The most common test for correlation is the Pearson product-moment correlation, r. This varies from +1 (perfect correlation) through 0 (no correlation) to –1 (perfect negative correlation). In Excel r is calculated using the formula: =CORREL (X range, Y range) . It is usual to draw a scatter graph of the data whenever a correlation is being investigated.

For example the size of breeding pairs of penguins was measured to see if there was correlation between the sizes of the two sexes. The scatter graph and r value of 0.88 clearly indicate a strong positive correlation. In other words large females do pair with large males. Of course this doesn't say why, but it shows there is a correlation to investigate further.

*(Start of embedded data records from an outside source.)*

Issue #2430, opened 2026-08-06
Harden default HTTP resolver against SSRF to non-global IPs in manifest URLs


scouten-adobe:
## Background

CAI-12574 (SSRF via HTTP redirect) was resolved by disabling redirect-following in the default HTTP resolver path (no `allowed_network_hosts` configured). See `sdk/src/context.rs` `resolver()` / `resolver_async()`.

That fix closes the **redirect** vector. This issue tracks a separate, pre-existing residual identified during that work.

## Residual issue

In the **default configuration** (no `allowed_network_hosts` set), `is_uri_allowed` allows all hosts. An attacker who controls a manifest URL (e.g. via `dcterms:provenance` XMP) can therefore point it **directly** at an internal or cloud-metadata endpoint — no redirect required:

```
http://169.254.169.254/latest/meta-data/
http://127.0.0.1:.../...
http://10.x / 192.168.x / 172.16.x ...
```

Remote manifest fetch is on by default (`verify.remote_manifest_fetch = true`), so any app using default settings (including c2patool) will issue this request.

## Options to evaluate

1. **Block cloud-metadata / link-local by default** (e.g. `169.254.0.0/16`, IMDS endpoints). These are never legitimate manifest hosts; low backwards-compat risk. Keeps `localhost`/intranet working.
2. **Block all non-global IPs by default** (loopback, RFC1918, link-local, ULA, metadata). Most secure, but breaks `localhost`/intranet manifest fetching, local dev, and some existing httpmock-based tests (which use `127.0.0.1`) unless carefully gated (e.g. `#[cfg(test)]` allowances or a dev opt-in).
3. Make the IP policy configurable, with a safe default.

## Prior art in this repo

`sdk/src/identity/claim_aggregation/w3c_vc/did_web.rs` `to_url()` already rejects IP literals and `localhost`/`nip.io`/`sslip.io` for `did:web` resolution (CAI-10364). A similar safe-IP check could be applied at the generic-resolver layer for manifest fetches.

## Notes

- `sdk/src/settings/signer.rs` `RemoteSigner::sign` also uses `SyncGenericResolver::with_redirects()`. That URL comes from trusted signer config rather than an attacker-controlled manifest, so it is lower risk, but should be considered as part of any resolver-hardening pass.

Related: CAI-12574, CAI-10364.

mpgopala:
Fixed with #2683

PR #2433, opened 2026-08-06
fix(sdk)!: Block redirect SSRF via per-hop validation; add allow_redirects (CAI-12574)

scouten-adobe:
## What & why

Fixes **CAI-12574** (HackerOne #3784091): SSRF via HTTP redirect. A remote-manifest / OCSP / timestamp / `did:web` URL (some of which come from untrusted content) could answer with a `302` pointing at an internal or cloud-metadata endpoint (e.g. `169.254.169.254`), and the SDK would follow it.

## Design: `core.allow_redirects` with per-hop validation

Rather than disable redirects (which breaks legitimate CDN redirects) or block internal hosts outright (which breaks internal PKI / localhost dev — see @gpeacock), the SDK now **follows redirects but validates each hop**:

- **`allow_redirects = true` (default)** — redirects are followed, **except** a hop whose target is a non-globally-routable address (loopback, RFC1918, link-local/cloud-metadata, IPv6 ULA/link-local, CGNAT, …), which is rejected with `HttpResolverError::RedirectTargetDisallowed`. Redirects to public hosts still work.
- **`allow_redirects = false`** — no redirect is followed (`HttpResolverError::RedirectDisallowed`).

The check is on redirect **targets**, not the initial request, so a URL that *directly* names an internal host (enterprise OCSP/TSA on a private address, a `localhost` dev server) is still fetched. Defaulting to `true` keeps the reported PoC blocked (the `302 → 169.254.169.254` hop is rejected) while almost no existing caller breaks.

`core.allowed_network_hosts` is unchanged and is re-checked on every hop.

## Implementation

- New `RedirectResolver` follows redirects at the SDK layer (HTTP clients pinned to no auto-redirect), resolves relative `Location`s via the `url` crate, preserves method/body, caps at 10 hops (`TooManyRedirects`), and re-issues each hop through the wrapped resolver so the allow-list applies per hop.
- Reuses the `host_is_non_global` classifier (normalizes host, rejects obfuscated/malformed numeric forms — per @tmathern) for redirect targets.
- Resolver stack composes concrete wrapper types and boxes once — fixes the earlier WASM/WASI `Arc<dyn>` `Send`/`Sync` errors.

## Tests

- `RedirectResolver` unit tests (follow-to-public, block-to-internal, disabled, hop cap, relative-`Location` resolution).
- Host classifier unit tests (v4/v6/mapped/obfuscated/names).
- Context + `Store::fetch_remote_manifest` integration: default allows a direct internal host; default blocks a redirect to `169.254.169.254`; `allow_redirects = false` refuses redirects.

## CI

Green locally: fmt, clippy (incl. `--all-features`, `--all-targets`), doc build (warnings denied), `wasm32-unknown-unknown` and `wasm32-wasip1` checks, and the lib/doc tests. (The three `store::tests` PNG-fixture failures are pre-existing on `main` — they need the fixture/file-I/O feature.)

## Notes

- `CHANGELOG.md` is left to release-plz (not hand-edited).
- Resolved-IP filtering to defeat DNS rebinding remains tracked in #2430.


gpeacock (commented):
This looks like it will do the job. But do we know if our own services are doing redirects? Do we know if there are redirects involved in timestamp services or ocsp checks people are using? This won't impact just remote manifest requests. No one is expecting c2patool to suddenly break because we did a security update, but this will effectively break them. What are the impacts to web or mobile clients? Will the allowed redirects need to be changed depending on region? 

I agree that a production service using our SDK should be configured to be safe from these attacks, but should be be blocking a developer using c2patool by default?

I think the implementation looks good but I have serious questions about making this the default in the SDK. Maybe we should override that by default in c2patool? IDK

sdk/src/http/restricted.rs
```diff
@@ -281,6 +284,127 @@ pub(crate) fn is_uri_allowed(patterns: &[HostPattern], uri: &Uri) -> bool {
...
+
+/// Returns true if `uri`'s host must be blocked under the default (no allow-list) network policy.
+///
+/// See [`DefaultNetworkGuard`] for the rationale and the DNS-rebinding caveat.
+pub(crate) fn host_denied_by_default_policy(uri: &Uri) -> bool {
+    let Some(host) = uri.host() else {
+        return false;
+    };
+
+    // `Uri::host()` may surround an IPv6 literal with brackets; strip them before parsing.
```
tmathern: I would throw in a normalization of the host (covers the malformed URIs case).

sdk/src/http/mod.rs
```diff
@@ -492,4 +492,31 @@ pub mod tests {
         redirect.assert_calls(1);
         target.assert_calls(1);
     }
+
+    // A resolver built for the default (no allow-list) path must not follow redirects: it returns
+    // the 3xx response itself rather than fetching the redirect target. This is the SSRF hardening
+    // for CAI-12574 – the SDK cannot inspect intermediate redirect hops, so it never follows them.
```
tmathern: Might depend on the resolver. Turns out reqwest may be able to do something here with a custom policy: https://docs.rs/reqwest/latest/reqwest/redirect/struct.Policy.html | https://docs.rs/reqwest/latest/src/reqwest/redirect.rs.html#102-109.

The Attempt struct (https://docs.rs/reqwest/latest/reqwest/redirect/struct.Attempt.html) can let you add checks.

sdk/src/settings/mod.rs
tmathern, line 411: Note for another time: Would be nice to make those policies reusable when using `with_resolver` (if not already done).

CHANGELOG.md
```diff
@@ -9,6 +9,23 @@ As of December 2025 and until the 1.0.0 version is released, the CAI team will o
 
 ## [Unreleased]
 
+### Security
+
+* Harden the default HTTP resolver against SSRF via redirects and internal hosts (CAI-12574). The
```
tmathern:
```suggestion
* Harden the default HTTP resolver on read against SSRF via redirects and internal hosts (CAI-12574). The
```
(Makes it more precise)

sdk/src/http/restricted.rs
```diff
@@ -281,6 +284,127 @@ pub(crate) fn is_uri_allowed(patterns: &[HostPattern], uri: &Uri) -> bool {
     false
 }
 
+/// Resolver wrapper that enforces the SDK's default (no allow-list) SSRF policy.
+///
+/// When [`Core::allowed_network_hosts`] is not configured, the SDK still must not connect to
```
tmathern: Might also want to reject malformed addresses

sdk/src/identity/claim_aggregation/w3c_vc/did_web.rs
```diff
@@ -384,6 +384,20 @@ mod tests {
...
         };
 
+        // The default context blocks requests to non-globally-routable hosts (SSRF hardening,
+        // CAI-12574). These hermetic tests point `set_proxy` at a loopback mock server, so they
+        // must explicitly allow that host – which is also how a deployment would reach an internal
+        // did:web host. Allowing a host also routes through `RestrictedResolver`, bypassing the
+        // default guard.
+        fn context_allowing(server: &MockServer) -> Context {
+            Context::new()
+                .with_settings(format!(
```
tmathern: I think this is worthy of an example/doc/howto, because someone developing locally a client and/or its server might need that, since the server might run locally on localhost during dev.

sdk/src/identity/validator.rs
```diff
@@ -114,19 +114,41 @@ mod tests {
             &server.url("/"),
         );
 
+        // The default resolver now blocks non-globally-routable hosts (SSRF hardening,
+        // CAI-12574). The proxy above points did:web resolution at this loopback mock server, so
+        // the host must be allow-listed for resolution to reach it. Callers that build their
+        // `Settings` from thread-local state pick this up; those that build a fresh `Settings`
```
tmathern: thread local settings are deprecated!

sdk/src/identity/claim_aggregation/w3c_vc/did_web.rs
tmathern: (And this relates to @gpeacock's point too)

scouten-adobe:
Thanks for the reviews — pushed a substantial revision.

**@gpeacock** — you were right that forcing strict-by-default would break real users, and it hit more than remote manifests: OCSP, timestamps, and `did:web` all flow through the same resolver, and enterprise PKI often puts OCSP/TSA on internal hosts. The fix is now a `core.network_security` policy (`off` / `default` / `strict`, default `default`). The default only stops **redirect following** — it does *not* block directly-named internal hosts — so internal PKI and `localhost` dev keep working. `strict` is the opt-in production lockdown; `off` restores the old redirect-following behavior. Your specific questions (do our services/TSAs/OCSP redirect? regional redirects?) no longer gate correctness for most users, since directly-reachable internal/public hosts are unaffected and only redirect *chasing* is disabled by default.

**@tmathern** — thanks, all addressed:
- **Normalize host + reject malformed addresses** — the strict guard (renamed `NonGlobalHostGuard`) now normalizes the host (strips IPv6 brackets and a trailing FQDN dot, lower-cases) and fails closed on host-less URIs and obfuscated/malformed numeric forms (`2130706433`, `127.1`, `0x7f…`).
- **ureq / `Location` header** — good catch adjacent to your reqwest-policy note: the ureq resolver was dropping all headers except `Content-Type`, so the redirect target was invisible. It now forwards all response headers (matching reqwest), which is what lets `RedirectGuard` surface the target.
- **reqwest custom redirect `Policy`** — noted for a future iteration. We deliberately kept per-hop-follow out of this PR (the team chose the policy knob over Approach C); the client-agnostic `RedirectGuard` gives a clear error today, and a reqwest `Policy::custom` per-hop validator is a good enhancement to layer on later.
- **Reusable policies with `with_resolver`** — agreed, filed as a follow-up thought; the guards are composable wrappers (`RedirectGuard`, `NonGlobalHostGuard`, `RestrictedResolver`) so exposing them for custom resolvers is straightforward later.
- **CHANGELOG "on read"** — applied.
- **Local-dev how-to** — added a "Local development and internal hosts" section (with a runnable example) to the `http` module docs, and reverted the `did:web`/validator test allow-list workarounds (the default policy allows loopback now), which also removed the deprecated thread-local settings usage you flagged.

**@ok-nick** — added you since you've worked on the redirect handling here; would value your eyes on the `RedirectGuard` approach and the ureq header-forwarding change in particular.

Still deferred (documented): resolved-IP filtering to defeat DNS rebinding, tracked in #2430.

tmathern (changes requested):
Builds fail...

sdk/src/http/mod.rs
```diff
@@ -327,6 +364,29 @@ pub enum HttpResolverError {
...
+    #[error(
+        "HTTP redirect to \"{location}\" (from \"{uri}\") was not followed: the SDK does not follow \
+         redirects under the current network_security policy. Set core.network_security = \"off\" to \
+         allow redirects, or add the target host to core.allowed_network_hosts and request it directly."
+    )]
+    RedirectDisallowed {
+        /// The URI that returned the redirect response.
+        uri: String,
+        /// The redirect target from the response `Location` header (or `"(unknown)"` if absent).
+        location: String,
```
ok-nick: Can this be an optional instead?

sdk/src/http/ureq.rs
```diff
@@ -41,8 +41,11 @@ pub mod sync_impl {
...
                 .version(response.version());
 
-            if let Some(content_type) = response.headers().get(header::CONTENT_TYPE) {
-                builder = builder.header(header::CONTENT_TYPE, content_type);
+            // Forward all response headers. Preserving headers such as `Location` and
+            // `Content-Length` lets downstream wrappers (e.g. the redirect guard) and callers see
+            // the full response, matching the behavior of the reqwest resolver.
+            for (name, value) in response.headers().iter() {
+                builder = builder.header(name, value);
             }
```
ok-nick, line 49: 👍

CHANGELOG.md
ok-nick, line 1: Will this conflict with automated changelog generation?

sdk/src/settings/mod.rs
```diff
@@ -440,6 +463,55 @@ impl SettingsValidate for Core {
...
+    /// [`HttpResolverError::UriDisallowed`].
+    ///
+    /// Recommended for production services that process untrusted content. Note that this check is
+    /// applied to the request URI; filtering on the *resolved* IP address (to defeat DNS names that
+    /// point at internal addresses) is tracked in
+    /// <https://github.com/contentauth/c2pa-rs/issues/2430>.
+    ///
+    /// [`HttpResolverError::UriDisallowed`]: crate::http::HttpResolverError::UriDisallowed
+    Strict,
+}
```
ok-nick: I'm not totally convinced we need this functionality in the SDK. I'm just not sure how many people will be using it. If there are security concerns you can set an allowed list to avoid sending arbitrary requests. Otherwise you can define your own HTTP resolver.

I have a feeling introducing this functionality will expose new types of vulnerabilities associated with how and how much we filter, etc..

scouten-adobe:
Pushed a significant revision reflecting the discussion with @ok-nick.

**Redirect handling is now a single boolean, `core.allow_redirects`, with per-hop validation** (rather than the earlier `network_security` enum that disabled redirects):

- `true` (default): follow redirects, but reject any hop whose target is a private/internal address (`RedirectTargetDisallowed`). Public redirects still work.
- `false`: don't follow redirects at all (`RedirectDisallowed`).

The internal-address check applies to redirect **targets**, not the initial request, so directly-named internal hosts (internal PKI OCSP/TSA, localhost dev) keep working — which is the balance @gpeacock was after. The reported PoC (`302 → 169.254.169.254`) is still blocked at the hop, and the default is `true` so existing redirect-reliant callers don't break.

Mechanically this is the SDK-level redirect loop @tmathern pointed at (clients pinned to no auto-redirect; each hop re-issued through the wrapped resolver, so `allowed_network_hosts` is re-checked per hop; relative `Location`s resolved via the `url` crate; 10-hop cap).

Also in this push:
- Fixed all the CI failures — the WASM/WASI `Arc<dyn AsyncHttpResolver>` `Send`/`Sync` errors (now composing concrete wrapper types and boxing once), the broken/private intra-doc links, and the `expect_used` clippy lint.
- Reverted `CHANGELOG.md` (release-plz-generated — my mistake to touch it earlier).
- Updated to latest `main`.

Green locally: fmt, clippy (`--all-features --all-targets`), doc build (warnings denied), `wasm32-unknown-unknown` + `wasm32-wasip1` checks, lib/doc tests.

@ok-nick @tmathern — re-requesting review on the new `RedirectResolver` (the per-hop loop and method/body handling are the parts most worth a look).

sdk/src/http/ureq.rs
```diff
@@ -41,8 +41,11 @@ pub mod sync_impl {
                 .status(response.status())
                 .version(response.version());
 
-            if let Some(content_type) = response.headers().get(header::CONTENT_TYPE) {
-                builder = builder.header(header::CONTENT_TYPE, content_type);
+            // Forward all response headers. Preserving headers such as `Location` and
+            // `Content-Length` lets downstream wrappers (e.g. the redirect guard) and callers see
```
tmathern, line 45: `Content-Length` is (roughly) a honor system, if it is checked reused later, it needs to be scrutinized (aka, clamped).

sdk/src/http/restricted.rs
```diff
@@ -281,6 +284,269 @@ pub(crate) fn is_uri_allowed(patterns: &[HostPattern], uri: &Uri) -> bool {
...
+        .map_err(|e| HttpResolverError::Other(Box::new(e)))?;
+
+    target
+        .as_str()
+        .parse::<Uri>()
+        .map_err(|e| HttpResolverError::Http(http::Error::from(e)))
+}
+
+/// Builds the follow-up request for a redirect, preserving the original method and body and copying
+/// headers other than `Host` (which the client recomputes for the new authority).
```
tmathern: If they would be set: Is it OK to not drop Authorization and Cookies headers too here? They likely would be needed for remote storage, just asking for due dilligence.

sdk/src/http/mod.rs
```diff
@@ -34,10 +34,46 @@
 //! Network requests may also be issued during the signing process, such as when
 //! [`SignerSettings::Remote`] is specified.
 //!
+//! # Network security policy (SSRF hardening)
```
tmathern, line 37: This is only a read policy, not for signing (right?). If so, this must be made clearer in the docs (so in the future there is no confusion between read/write(sign)).

For instance, the code below would still stay as is?
https://github.com/contentauth/c2pa-rs/blob/22ca5f29468db2b7dc3c064c6ae605502f17a8a1/sdk/src/http/mod.rs#L205-L207

sdk/src/http/mod.rs
```diff
@@ -34,10 +34,46 @@
...
+//! reach internal or cloud-metadata endpoints (SSRF – CAI-12574). By default the SDK follows
+//! redirects **except** when a redirect target is a non-globally-routable (internal) address, which
+//! is rejected as [`HttpResolverError::RedirectTargetDisallowed`]. This is controlled by
+//! [`Core::allow_redirects`]; set it to `false` to refuse redirects entirely (reported as
+//! [`HttpResolverError::RedirectDisallowed`]). See [`Core::allowed_network_hosts`] for an explicit
+//! host allow-list.
+//!
+//! ## Local development and internal hosts
+//!
+//! The redirect check applies to redirect *targets*, not the initial request, so a request that
```
tmathern: This should be more prominent in the comment, because it is also an accepted risk (you could still put an IPv4 url here directly and reach it).

sdk/src/http/mod.rs
```diff
@@ -289,7 +325,11 @@ impl AsyncHttpResolver for AsyncGenericResolver {
 }
 
 /// An error that occurs during sync/async HTTP resolver resolution.
+///
+/// This enum is `#[non_exhaustive]`: match it with a wildcard (`_`) arm so that future error
```
tmathern: Is this comment really needed here?

sdk/src/http/mod.rs
```diff
@@ -327,6 +367,54 @@ pub enum HttpResolverError {
...
+    /// An HTTP redirect response was received, but redirect following is disabled because
+    /// [`allow_redirects`] is `false`.
+    ///
+    /// This is expected when a remote-manifest, OCSP, timestamp, or `did:web` URL responds with a
+    /// 3xx redirect and the caller has turned redirect following off. To follow redirects (to
+    /// public hosts) again, set `core.allow_redirects = true`.
+    ///
+    /// [`allow_redirects`]: crate::settings::Core::allow_redirects
+    #[error(
+        "HTTP redirect to \"{location}\" (from \"{uri}\") was not followed because \
```
tmathern, line 415: This might also log the URLs. Is this fine?
(Means you might log attacker content).

sdk/src/http/mod.rs
```diff
@@ -327,6 +367,54 @@ pub enum HttpResolverError {
...
+    ///
+    /// The redirect target is a loopback, private (RFC 1918), link-local / cloud-metadata,
+    /// IPv6 unique-local/link-local, or similar internal address. Redirects to public hosts are
+    /// followed normally; only internal targets are blocked. A URL that *directly* names an
+    /// internal host (rather than being redirected to one) is not affected by this and is still
+    /// fetched.
+    ///
+    /// [`allow_redirects`]: crate::settings::Core::allow_redirects
+    #[error(
+        "HTTP redirect to \"{location}\" (from \"{uri}\") was rejected: the target is a private or \
```
tmathern, line 437: This might also log the URLs. Is this fine?

sdk/src/http/mod.rs
```diff
@@ -327,6 +367,54 @@ pub enum HttpResolverError {
...
+    )]
+    RedirectTargetDisallowed {
+        /// The URI that returned the redirect response.
+        uri: String,
+        /// The internal redirect target from the response `Location` header.
+        location: String,
+    },
+
+    /// The request exceeded the maximum number of HTTP redirects the SDK will follow.
+    #[error("too many HTTP redirects while resolving \"{uri}\"")]
```
tmathern, line 448: This might also log the URLs. Is this fine?

sdk/src/http/restricted.rs
```diff
@@ -281,6 +284,269 @@ pub(crate) fn is_uri_allowed(patterns: &[HostPattern], uri: &Uri) -> bool {
...
+    }
+}
+
+fn ipv4_is_non_global(ip: Ipv4Addr) -> bool {
+    let [a, b, ..] = ip.octets();
+
+    ip.is_unspecified()          // 0.0.0.0
+        || a == 0                // 0.0.0.0/8 "this network"
+        || ip.is_loopback()      // 127.0.0.0/8
+        || ip.is_private()       // 10/8, 172.16/12, 192.168/16
```
tmathern, line 545: 👍

sdk/src/context.rs
```diff
@@ -1072,6 +1096,106 @@ mod tests {
         let _resolver = context.resolver_async();
     }
 
+    // The default policy (`allow_redirects = true`) must NOT block direct requests to internal
```
tmathern, line 1099: This must be made clear in docs that this is on purpose (it is also an accepted risk/trade-off).

scouten-adobe:
Thanks @tmathern — addressed the actionable items in the latest push:

- **Redirect follower now drops `Authorization` / `Cookie` / `Proxy-Authorization`** so a cross-origin redirect can't leak credentials to the target.
- **Attacker-influenced URLs are sanitized before going into error messages** — control chars escaped (no log injection via a crafted URL or redirect `Location`) and truncated. Applies to `UriDisallowed`, `RedirectDisallowed`, `RedirectTargetDisallowed`, `TooManyRedirects`.
- **Docs clarified**: the policy governs the SDK's HTTP resolvers (remote manifest, OCSP, timestamp, `did:web` — read *and* the sign-path timestamp/OCSP fetches), but **not** the remote-signer transport (`RemoteSigner::sign` uses its own client with an operator-configured URL). Also made the accepted trade-off explicit: a URL that *directly* names an internal host is fetched by design; only redirect *targets* are validated.
- Trimmed the redundant `#[non_exhaustive]` comment; added tests for the header dropping and URL sanitization.

Filed follow-ups for the rest so they don't block this security fix:
- Content-Length preallocation clamp on manifest fetch → CAI-13290
- Remote-signer transport not going through the policy → CAI-13291
- Backend-native reqwest redirect policy → CAI-13292
- Reusable policies for custom `with_resolver` resolvers → CAI-13293

Also merged latest `main` and the earlier build failures (WASM/WASI/doc/clippy) are fixed — CI should be green now. Could you re-review / clear the earlier "changes requested" when you get a chance?

sdk/src/http/mod.rs
```diff
@@ -492,4 +616,31 @@ pub mod tests {
         redirect.assert_calls(1);
         target.assert_calls(1);
     }
+
+    // A resolver built for the default (no allow-list) path must not follow redirects: it returns
+    // the 3xx response itself rather than fetching the redirect target. This is the SSRF hardening
+    // for CAI-12574 – the SDK cannot inspect intermediate redirect hops, so it never follows them.
```
tmathern: This comment may be outdated.

sdk/src/http/restricted.rs
```diff
@@ -281,6 +284,276 @@ pub(crate) fn is_uri_allowed(patterns: &[HostPattern], uri: &Uri) -> bool {
...
+    host.to_ascii_lowercase()
+}
+
+/// Returns true if `host` looks like a numeric IPv4 address in a non-standard/obfuscated form (all
+/// digits and dots, or a `0x`/`0X` hex form). Standard addresses are handled by `IpAddr::parse`
+/// before this is called; this only catches forms that parse failed on.
+fn looks_like_obfuscated_ip(host: &str) -> bool {
+    let digits_and_dots = !host.is_empty() && host.bytes().all(|b| b.is_ascii_digit() || b == b'.');
+
+    digits_and_dots || host.starts_with("0x") || host.starts_with("0X")
```
tmathern: (Deferrable) You could have hex at any position, not only start.

tmathern (approved):

scouten-adobe:
Thanks @tmathern — addressed your two latest comments (and merged latest `main`):

- **`restricted.rs` obfuscated-IP check**: now catches a `0x` hex octet in *any* position, not just the first (e.g. `127.0x1`, `0x7f.0x0.0x0.0x1`), in addition to the decimal/octal forms. Added regression cases.
- **`mod.rs` test-helper comment**: it was stale — post-redesign the SDK *does* follow and validate redirect hops via `RedirectResolver`. Reworded it to say what the helper actually checks: that the underlying HTTP client doesn't auto-follow redirects (the precondition for per-hop validation).

tmathern (approved):

caiopensrc:
[Backport-action](https://github.com/korthout/backport-action) found no target branches to backport this pull request to in [workflow run 31808513568](https://github.com/contentauth/c2pa-rs/actions/runs/31808513568).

An alternative measure of correlation is the Spearman's rank-order correlation, rs. This is very similar to the Pearson correlation, but it is valid in almost any situation, whereas the Pearson correlation doesn't work unless the data are continuous and normally-distributed. To calculate rs, first make two new columns showing the ranks (or order) of the X and Y data (either by hand or using Excel's =RANK command), and then calculate the Pearson correlation on the rank data. rs tends to be more conservative than r (i.e. it is less likely to show a correlation), but with the penguin data it still indicates a positive (though smaller) correlation.

Beware correlation and relationship:

Just because there is a correlation doesn't necessarily mean there’s a causal relationship. For example there is a correlation between the concentration of lead in the air and low IQ of children but that doesn't mean that lead causes the low IQ: both factors could be due to some other factor.